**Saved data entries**

PR #151, opened 2021-07-09
Copy declaration files clean-ups

CodeSandwich:
Changes proposal for https://github.com/radicle-dev/radicle-contracts/pull/150

We can clean up a lot of complexity and lint violations if we switch the script from JS to TS.


tsconfig.json
```diff
@@ -2,7 +2,7 @@
   "include": [
     "src/**/*.ts",
     "test/**/*.ts",
-    "scripts/**/*.js",
+    "scripts/**/*.ts",
```
CodeSandwich, line 5: I'm not sure if it's even needed, ts-node seems to be working without need for `tsc`

package.json
```diff
@@ -37,7 +37,7 @@
     "web3": "^1.3.5"
   },
   "scripts": {
-    "build": "hardhat compile && tsc && node scripts/copy-contract-declaration-files.js",
+    "build": "hardhat compile && tsc && ts-node -e 'require(\"./scripts/copy-contract-declaration-files.ts\").main();'",
```
geigerzaehler, line 40: Couldn’t we just do `ts-node ./scripts/copy-contract-declaration-files.ts` and call `main()` there? This would make the call here easier to understand and you could call the script also from the commandline.

geigerzaehler (commented):
Thanks a lot! Having this written in typescript indeed makes more sense. I have just one question.

tsconfig.json
geigerzaehler: This is useful for type-checking though. If we were to omit this, running `tsc` wouldn’t catch any type errors.

package.json
CodeSandwich: We could, but that would require the awkward:
```ts
// eslint-disable-next-line @typescript-eslint/no-floating-promises
(async function main() { /*YOUR_CODE_HERE*/ })();
```
IMO it's bad, because it uses a hidden node environment feature to work around JS's lack of support for async code in module execution. It's hard for me as a human to understand and even eslint is alarmed. `require(...).main();` feels much cleaner.

geigerzaehler: Thanks for the explanation. We are calling `main()` in scripts [in radicle-upstream](https://github.com/radicle-dev/radicle-upstream/blob/master/scripts/license-header.ts#L164) and I’d say this approach is rather widespread in the JavaScript ecosystem. (They’re less hesitant there to go with less clean solutions :stuck_out_tongue:.) I’ll leave it up to you though.

CodeSandwich: Ok, that's a good point, let's do that. It turns out that for whatever reason `main().catch((err) => { throw err; });` works without annoying lint or tsc, which is great. I don't understand why it works or why any deviations like `await main()...` or plain `main();` don't, but hey, it does the job :shrug:

geigerzaehler (approved):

**Exercise details**
Check each line of the entries, and copy the ones that contain "declaration".

**Written response**
Copy declaration files clean-ups
-    "build": "hardhat compile && tsc && node scripts/copy-contract-declaration-files.js",
+    "build": "hardhat compile && tsc && ts-node -e 'require(\"./scripts/copy-contract-declaration-files.ts\").main();'",
geigerzaehler, line 40: Couldn’t we just do `ts-node ./scripts/copy-contract-declaration-files.ts` and call `main()` there? This would make the call here easier to understand and you could call the script also from the commandline.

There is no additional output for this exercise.